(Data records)
══════
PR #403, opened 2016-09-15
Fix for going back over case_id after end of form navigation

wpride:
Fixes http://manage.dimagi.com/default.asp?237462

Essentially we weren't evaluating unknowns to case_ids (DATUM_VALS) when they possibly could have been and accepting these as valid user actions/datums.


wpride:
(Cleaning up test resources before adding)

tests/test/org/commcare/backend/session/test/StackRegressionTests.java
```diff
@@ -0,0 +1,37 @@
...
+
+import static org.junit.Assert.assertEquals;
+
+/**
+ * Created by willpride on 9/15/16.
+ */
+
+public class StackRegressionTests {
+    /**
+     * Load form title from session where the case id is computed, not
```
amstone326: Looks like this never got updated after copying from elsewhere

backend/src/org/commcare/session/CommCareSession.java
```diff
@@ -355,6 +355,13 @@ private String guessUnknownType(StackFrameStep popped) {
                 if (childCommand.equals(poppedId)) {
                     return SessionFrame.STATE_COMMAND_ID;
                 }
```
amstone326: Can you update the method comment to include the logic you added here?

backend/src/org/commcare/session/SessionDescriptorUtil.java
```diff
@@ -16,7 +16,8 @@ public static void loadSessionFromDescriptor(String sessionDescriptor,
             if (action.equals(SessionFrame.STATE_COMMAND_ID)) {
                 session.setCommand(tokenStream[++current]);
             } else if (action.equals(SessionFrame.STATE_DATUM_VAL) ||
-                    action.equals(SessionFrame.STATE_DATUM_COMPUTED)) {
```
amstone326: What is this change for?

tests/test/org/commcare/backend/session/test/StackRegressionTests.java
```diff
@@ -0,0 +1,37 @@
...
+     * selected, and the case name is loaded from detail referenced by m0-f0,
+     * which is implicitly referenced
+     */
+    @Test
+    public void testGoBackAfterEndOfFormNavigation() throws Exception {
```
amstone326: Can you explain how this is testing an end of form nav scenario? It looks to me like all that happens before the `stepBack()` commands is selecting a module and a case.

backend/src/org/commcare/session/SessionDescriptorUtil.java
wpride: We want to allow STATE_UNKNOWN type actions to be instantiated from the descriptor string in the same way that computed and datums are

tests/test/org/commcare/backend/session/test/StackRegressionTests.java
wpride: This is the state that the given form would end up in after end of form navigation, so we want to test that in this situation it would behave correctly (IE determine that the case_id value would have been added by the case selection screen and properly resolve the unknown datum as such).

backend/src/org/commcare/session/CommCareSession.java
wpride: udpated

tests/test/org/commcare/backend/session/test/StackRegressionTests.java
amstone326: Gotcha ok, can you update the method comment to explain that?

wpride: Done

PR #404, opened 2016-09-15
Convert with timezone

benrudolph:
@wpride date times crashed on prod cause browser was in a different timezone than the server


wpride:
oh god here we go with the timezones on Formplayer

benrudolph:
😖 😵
══════
:: What to do ::
Across the data, pull every line containing the string "wpride".

:: Result of this task ::
wpride:
wpride:
wpride: We want to allow STATE_UNKNOWN type actions to be instantiated from the descriptor string in the same way that computed and datums are
wpride: This is the state that the given form would end up in after end of form navigation, so we want to test that in this situation it would behave correctly (IE determine that the case_id value would have been added by the case selection screen and properly resolve the unknown datum as such).
wpride: udpated
wpride: Done
@wpride date times crashed on prod cause browser was in a different timezone than the server
wpride:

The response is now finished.